(Stored data entries)
┏━━

PR #906, opened 2025-08-10
add physicell data loader tool suite.

elmbeech:
hi There!

please consider.
these tools are downstream analysis tools for output from the PhysiCell Studio interactive tool, available in the Galaxy Europe (and US) instance.

thank you, Elmar

### DIFF
--- a/tools_iuc.yaml
+++ b/tools_iuc.yaml
@@ -4,79 +4,6 @@ install_resolver_dependencies: true
 install_tool_dependencies: false
 
 tools:
-# AGENT BASED MODELLING
-  - name: pcdl_get_anndata
-    owner: iuc
-    tool_panel_section_label: Agent-based Modelling
-
-  - name: pcdl_get_cell_attribute
-    owner: iuc
-    tool_panel_section_label: Agent-based Modelling
-
-  - name: pcdl_get_cell_attribute_list
-    owner: iuc
-    tool_panel_section_label: Agent-based Modelling
-
-  - name: pcdl_get_cell_df
-    owner: iuc
-    tool_panel_section_label: Agent-based Modelling
-
-  - name: pcdl_get_celltype_list
-    owner: iuc
-    tool_panel_section_label: Agent-based Modelling
-
-  - name: pcdl_get_conc_attribute
-    owner: iuc
-    tool_panel_section_label: Agent-based Modelling
-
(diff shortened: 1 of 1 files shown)


bgruening:
Thanks @elmbeech! Do you find any category where your tools would fit into https://github.com/usegalaxy-eu/usegalaxy-eu-tools/blob/master/.schema.yaml#L24 ?

elmbeech:
hi Bjoern : ).

I had a look at the categories.

The closest I see (excluding "Other Tools") is "Single-cell" maybe "Spatial Omics" (but this is a bit too specific).

The whole idea on pcdl is that PhysiCell agent-based modelling output can be transformed into data formats common in the single cell community  (especially data frames, and anndata).
there are some additional command to check on the fly for the software version that generated the output, the substrates and cell types that were modeled, and some basic plotting functions.

If I had to choose from the available categories in the link, I would choose "Single-cell".
But when people hear single cell, they usually think about a different thing thing than agent-based model simulation. 
Taking a look at https://usegalaxy.eu/ , "Single-cell" is under "Genomics Analysis " which is definitely wrong.

Personally, I would do:  ""Miscellaneous Tools / Agent-based Modelling" (with two L in Europe and one L in the US? I leave this up to the admin!)  and add PhysiCell-Studio to this category (in addition to its interactive tool category).

elmbeech:
Hi @bgruening ,

I changed the category to Other Tools.
It is the closest that exists to what the tools are.

Thnak you, Elmar

bgruening:
Ah, I wanted to work on this sorry. It just needed a bit more time to add a new category, but I can do that.

elmbeech:
All well! I know, the weeks are loaded!
Thank you very much, Elmar

bgruening:
Enjoy! And let me know if it makes sense to create some workflows out of it.

Elmar, it might also help - and sorry to give you more and more tasks - to write a small blog post that shows the connection between the IT and the tools. I can then link this blog post up with users - or potential users.

bgruening:
If you want to talk to our single cell community, you can join matrix https://matrix.to/#/#spoc3:matrix.org

They are also here: https://galaxyproject.org/community/sig/singlecell/

>  (I was wondering what you mean with "between information technology and the pcdl tool")

Oh gosh, I just failed hard here :) Sorry.

PR #914, opened 2025-09-08
Add new tb_profiler_collate

pvanheus:
Add the TBProfiler collate tool that combines output from multiple TBProfiler profile runs


pvanheus:
The CI failure is because `AssertionError: bwa_mem_index_builder_data_manager not in toolshed.` which is, in fact, true but beyond the scope of my PR.

PR #1005, opened 2026-03-29
Update ecology.yaml add yolo tools in Computer Vision Ecology section

yvanlebras:
As it seems to me better to do so to have yolo tools on ecology subdomain instead of "loading" the "Imaging" section.


bgruening:
@yvanlebras do we need this PR still?

yvanlebras:
Thank you Björn for tracking it. Seems to me this is not more needed ! Wishing you a very good day!

PR #1021, opened 2026-04-25
Add `parse_image_metadata` tool to imaging.yaml

kostrykin:
Tool: https://github.com/BMCV/galaxy-image-analysis/pull/226/

### DIFF
--- a/imaging.yaml
+++ b/imaging.yaml
@@ -469,3 +469,7 @@ tools:
   - name: cv2_extract_frames
     owner: imgteam
     tool_panel_section_label: "Imaging"
+
+  - name: parse_image_metadata
+    owner: imgteam
+    tool_panel_section_label: "Imaging"


bgruening:
Draft?

kostrykin:
@bgruening I think this tool also needs to be hidden from the tool panel? (but not in the workflow editor)

bgruening:
Why?

bgruening:
I think this is by default for all expression tools.

kostrykin:
> I think this is by default for all expression tools.

Apparently not:

Bildschirmfoto 2026-04-26 um 12 18 41

The tool is displayed in the tool panel also outside of the workflow editor, but cannot be clicked. Nothing happens if you click on it.

bgruening:
This is because it needs to be in the "expression tools" category

PR #1027, opened 2026-05-02
Update ecology.yaml add RLDNE tool

yvanlebras:


yvanlebras:
Thank to you @bgruening , it seems the tool is now on the main toolshed. So it seems to me it is ok to add it to eu!

PR #1030, opened 2026-05-11
feat: Automate tool synchronization from galaxytools repositories

### LINKED ISSUE #1024: feat: Automate tool synchronization from galaxytools repositories
Suggested in https://github.com/usegalaxy-eu/usegalaxy-eu-tools/pull/1017#pullrequestreview-4147673021

We should implement a generic `sync-tools` mechanism to automate tool updates from various `galaxytools` repositories.

arash77:
## Summary

- Refactor the IUC-only sync workflow and script into a generic `sync-tools` mechanism that supports multiple source repositories
- Add `bgruening/galaxytools` as a second source alongside `galaxyproject/tools-iuc`
- Rename files for clarity: `sync-iuc-tools.yml` → `sync-tools.yml`, `sync-iuc-tools.py` → `sync-tools-repo.py`

Closes #1024

## Changes

- **`.github/workflows/sync-tools.yml`**: New workflow using a matrix strategy to sync from multiple repos (IUC + bgruening). Each source gets its own branch (`sync-{name}-tools`), skip-list key, and last-sync SHA file.
- **`scripts/sync-tools-repo.py`**: Generalized sync script with `--source-repo-url`, `--skip-list-key`, and `--last-sync-sha-file` arguments to work with any galaxytools repository.
- **`scripts/sync-skipped-tools.yml`**: Added `bgruening` key (empty list) alongside existing `iuc` skips.

## Test plan

- [ ] Run the workflow manually with `workflow_dispatch` for both matrix entries
- [ ] Verify the IUC sync still produces the same results as before
- [ ] Verify the bgruening sync discovers tools from `bgruening/galaxytools`
- [ ] Confirm PR creation works with per-source branch names


scripts/sync-skipped-tools.yml
```diff
@@ -36,3 +38,5 @@ skip:
   - qiime_summarize_taxa_through_plots
   - qiime_upgma_cluster
   - qiime_validate_mapping_file
+
+bgruening: []
```
bgruening: For an initial list, please put all tools in here that are in bgruening/galaxytools but are NOT installed on EU

arash77: I've populated the `bgruening` skip list with all 293 tools from `bgruening/galaxytools` that are not currently installed on EU (4f900ea).

arash77: Correction: my initial count of 293 was wrong — it only checked `bgruening.yaml` for already-installed tools, missing 131 tools that are installed in other yaml files (cheminformatics, epigenetics, europe-custom, imaging, rnateam, etc.). After cross-checking all yaml files, the correct skip list has **171 tools** (9a4896d).

bgruening (commented):
Looks good to me.

scripts/sync-skipped-tools.yml
```diff
@@ -0,0 +1,213 @@
...
+  - viennarna_rnalalifold
+  - viennarna_rnalfold
+  - viennarna_rnapaln
+  - viennarna_rnapkplex
+  - viennarna_rnaplex
+  - viennarna_rnaplfold
+  - viennarna_rnaplot
+  - viennarna_rnasnoop
+  - viennarna_rnasubopt
+  - viennarna_rnaup
```
bgruening, line 212: @pavanvidem seems that those tools, assuming the IDs are correct, never made it into the YAML files here, and only where installed manually.

If you want them installed and updated regularly, you need to remove them from this list AND add them into one of the YAML files, for example the bgruening.yaml one.

pavanvidem: Good catch! No wonder why no linting errors as there should be :) I still have to fix the conda recipe to resolve kinwaler segfault but I couln't. I will try again this week or next week. Once we have a proper fix of the tool, I will add it to the yaml file.

pavanvidem: ah ok, they're skipped tools. Ignore the first part of my previous message

bgruening (approved):
Looks solid to me! Thanks @arash77

PR #1033, opened 2026-05-13
20260513 eirene updates

hechth:
added list of new tools from EIRENE, including mzspeclib and mztab validation as well as tabular data manipulation tools


hechth:
wait for https://github.com/bgruening/galaxytools/pull/1866 prior to merging this

PR #1037, opened 2026-05-21
fix(sync): only advance sync SHA pointer when new tools are added

arash77:
This PR fixes the issue where the tools-sync workflow creates empty/SHA-only Pull Requests containing no new tools (as described in https://github.com/usegalaxy-eu/usegalaxy-eu-tools/pull/1034#issuecomment-4459803973).

By only updating/writing the 'last_sync_sha_file' when new tools are actually found (i.e. 'self.new_tools' is non-empty), we avoid generating unnecessary commits and empty PRs, and ensure that the script will re-evaluate the same source commits in subsequent runs until actual tool updates are processed.

### DIFF
--- a/scripts/sync-tools-repo.py
+++ b/scripts/sync-tools-repo.py
@@ -1029,8 +1029,10 @@ Important:
                     file=sys.stderr,
                 )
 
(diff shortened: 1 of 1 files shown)


bgruening:
Danke!

PR #604, opened 2016-10-25
Requiring the GenericWebApplicationContext class before adding health…

nicolaferraro:
… checks

Health checks should be enabled when the actuator is available and the current project is a web application.

A necessary condition for being in a web application is the presence of the `GenericWebApplicationContext` class: 
https://github.com/spring-projects/spring-boot/blob/master/spring-boot-autoconfigure/src/main/java/org/springframework/boot/autoconfigure/condition/OnWebApplicationCondition.java#L40-L41

This way, if eg. `spring-boot-starter-web` is not added, the health checks are not created.


jstrachan:
lgtm [merge]

Issue #517, opened 2016-10-10
Support for PetSet and DaemonSet deployment options


ucosty:
I'm working on a project that requires the use of both Pet Sets and Daemon Sets for certain parts of the application. Trying to generate these using YAML fragments produces errors like the following

> resource failed: Unknown type 'daemonset' for file
> resource failed: Unknown type 'petset' for file

rhuss:
Thanks, we will pick that up into the list of recognized types.

In the meantime you could name your fragments without type (e.g. `name.yml`) and set a 'kind: PetSet' within the file.

ucosty:
Thanks for the speedy response, I had no idea the error was coming from the filename.

ucosty:
I may have spoken too soon. Daemon sets seem to work properly, but the PetSet type is not liked at all.

> [ERROR] Failed to execute goal io.fabric8:fabric8-maven-plugin:3.1.75:resource (default-cli) on project consul: Execution default-cli of goal io.fabric8:fabric8-maven-plugin:3.1.75:resource failed: No resource type found for kind:PetSet
> [ERROR] at [Source: N/A; line: -1, column: -1]
> [ERROR] -> [Help 1]
> org.apache.maven.lifecycle.LifecycleExecutionException: Failed to execute goal io.fabric8:fabric8-maven-plugin:3.1.75:resource (default-cli) on project consul: Execution default-cli of goal io.fabric8:fabric8-maven-plugin:3.1.75:resource failed: No resource type found for kind:PetSet
>  at [Source: N/A; line: -1, column: -1]
> 	at org.apache.maven.lifecycle.internal.MojoExecutor.execute(MojoExecutor.java:212)
> 	at org.apache.maven.lifecycle.internal.MojoExecutor.execute(MojoExecutor.java:153)
> 	at org.apache.maven.lifecycle.internal.MojoExecutor.execute(MojoExecutor.java:145)
> 	at org.apache.maven.lifecycle.internal.LifecycleModuleBuilder.buildProject(LifecycleModuleBuilder.java:116)
> 	at io.takari.maven.builder.smart.SmartBuilderImpl.buildProject(SmartBuilderImpl.java:334)
> 	at io.takari.maven.builder.smart.SmartBuilderImpl$ProjectBuildTask.run(SmartBuilderImpl.java:104)
> 	at java.util.concurrent.Executors$RunnableAdapter.call(Executors.java:511)
[...]

PR #620, opened 2016-10-30
Issue #517: PetSet and DaemonSet support

ucosty:
I've had some time to work on issue #517, adding support for generating PetSet and DaemonSet configurations using the fabric8-maven-plugin. I'll have a go at updating the documentation as well, to reflect some of these changes. 

For now I've been using it by configuring the `fmp-controller` enricher to generate the PetSet and DaemonSet types.

The following snippet of code seems to work for my needs.

```
<enricher>
    <config>
        <fmp-controller>
            <type>petSet</type>
        </fmp-controller>
    </config>
</enricher>
```


rhuss:
Thanks, will have a look ASAP.

core/src/main/java/io/fabric8/maven/core/handler/PetSetHandler.java
```diff
@@ -0,0 +1,50 @@
...
+                .build();
+
+        return petSet;
+    }
+
+    // ===========================================================
+
+    private ObjectMeta createPetSetMetaData(ResourceConfig config) {
+        return new ObjectMetaBuilder()
+                .withName(KubernetesHelper.validateKubernetesId(config.getReplicaSetName(), "replica set name"))
```
rhuss: wdyt, maybe we should rename `replicaSetName` to `controllerName` ?

core/src/main/java/io/fabric8/maven/core/handler/ProbeHandler.java
```diff
@@ -46,6 +47,9 @@ public Probe getProbe(ProbeConfig probeConfig)  {
             probe.setTimeoutSeconds(timeoutSeconds);
         }
         HTTPGetAction getAction = getHTTPGetAction(probeConfig.getGetUrl());
+        if(StringUtils.isEmpty(getAction.getHost())) {
```
rhuss: This check can lead to a NPE since getAction can be null. Could explain briefly why an empty String as host is an issue ?

plugin/src/main/java/io/fabric8/maven/plugin/enricher/MetadataVisitor.java
```diff
@@ -184,4 +185,21 @@ protected ObjectMeta getOrCreateMetadata(DaemonSetBuilder item) {
...
     }
+
+    public static class PetSet extends MetadataVisitor<PetSetBuilder> {
+        public PetSet(EnricherManager enricher) {
+            super(enricher);
+        }
+
+        @Override
+        protected Kind getKind() {
+            return Kind.DAEMON_SET;
```
rhuss: Shouldn't this be `Kind.PET_SET` ?

core/src/main/java/io/fabric8/maven/core/handler/PetSetHandler.java
ucosty: Good idea, I've added that to this PR.

core/src/main/java/io/fabric8/maven/core/handler/ProbeHandler.java
ucosty: It was a bit of a hack to allow an empty HTTP host to be set in the liveness/readiness checks. Without this minor change an empty host value would result in a literal empty host value being added to the output YAML. For now I've just removed this, as it should have been a part of issue #622.

oscerd:
Any news on this one? :-)

plugin/src/main/java/io/fabric8/maven/plugin/enricher/SelectorVisitor.java
```diff
@@ -92,6 +91,44 @@ public void visit(DeploymentSpecBuilder item) {
...
+    static public class PetSet extends SelectorVisitor<PetSetSpecBuilder> {
+
+        public PetSet(EnricherManager enricherManager) {
+            super(enricherManager);
+        }
+
+        @Override
+        public void visit(PetSetSpecBuilder item) {
+            Map<String, String> selectorMatchLabels =
+                    KubernetesResourceUtil.removeVersionSelector(enricherManager.extractSelector(getConfig(), Kind.REPLICATION_CONTROLLER));
```
rhuss: Should be `Kind.PET_SET`

plugin/src/main/java/io/fabric8/maven/plugin/enricher/SelectorVisitor.java
```diff
@@ -92,6 +91,44 @@ public void visit(DeploymentSpecBuilder item) {
...
+    static public class DaemonSet extends SelectorVisitor<DaemonSetSpecBuilder> {
+
+        public DaemonSet(EnricherManager enricherManager) {
+            super(enricherManager);
+        }
+
+        @Override
+        public void visit(DaemonSetSpecBuilder item) {
+            Map<String, String> selectorMatchLabels =
+                    KubernetesResourceUtil.removeVersionSelector(enricherManager.extractSelector(getConfig(), Kind.REPLICATION_CONTROLLER));
```
rhuss: shoud be `Kind.DAEMON_SET` (btw, there is an error for the `Deployment` selector, I will fix that.

rhuss:
If you don't mind I would fix the outstanding issues and integrate this PR next week.

oscerd:
I'd like to see this one merged, to update the cassandra quickstart with a PetSet configuration :-)

rhuss:
@oscerd back right now, will go through the PRs here soon. Happy new year ;-) !

oscerd:
@rhuss happy new year! :-)

Thanks for your work! :-)

ucosty:
Sorry for the delay, this has been updated now.

crashdump:
I would love to see this one merged.

rhuss:
will check that this later today or tomorrow, will merge it this week.

jstrachan:
though `PetSet` is now `StatefulSet` right?

rhuss:
Right, should be changed to `StatefulSet`.

rhuss:
We could support `PetSet` for backwards compatibility, too, but probably its better to start with out baggage. So I opts for supporting only `StatefulSet`.

rawlingsj:
FWIW this PR will bring in the StatefulSet rename https://github.com/fabric8io/kubernetes-client/pull/646, once we're happy with that I was going to upgrade fabric8 and then fabric8-maven-plugin asap.

rhuss:
@rawlingsj thanks a lot for StatefulSet, I'm going to rename it in this PR. Is the kubernetes-client already released with this addition ?

rawlingsj:
> thanks a lot for StatefulSet, I'm going to rename it in this PR. Is the kubernetes-client already released with this addition ?

no problem!  yes if you rebase this PR then you should get the new fabric8 version which includes the updated kubernetes client and model with StatefulSet.

rhuss:
Hmm. I see still fabric8 2.2.193 as the latest referring to kubernetes-client 2.0.0 (but 2.0.2 is the latest which contains the changes).

rhuss:
Let me debug that a bit here, looks a bit weird ... (using a kubernetes client 1.4.33 and so). Probably my fault.

rhuss:
ok, got it now properly. all good :)

rawlingsj:
Looks like there's been a couple more releases but 2.0.0 was the one that I did which includes the statefulset rename.  So hopefully you should be good.

rawlingsj:
> ok, got it now properly. all good :)

ah cool :)

rhuss:
I updated from `PetSet` to `StatefulSet` (thanks to @rawlingsj  for the upstream kubernetes-client update !).

Changes look good to me. Some tests would have been nice but due to the fact that we don't have tests for the other handlers, too, its not fair to call for one here now ;-)

rhuss:
[merge]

┗━━

▶ ASSIGNMENT
Among the records above, find each line holding the string "interactive" and pull it out.

▶ ANSWER TO THE EXERCISE
these tools are downstream analysis tools for output from the PhysiCell Studio interactive tool, available in the Galaxy Europe (and US) instance.
Personally, I would do:  ""Miscellaneous Tools / Agent-based Modelling" (with two L in Europe and one L in the US? I leave this up to the admin!)  and add PhysiCell-Studio to this category (in addition to its interactive tool category).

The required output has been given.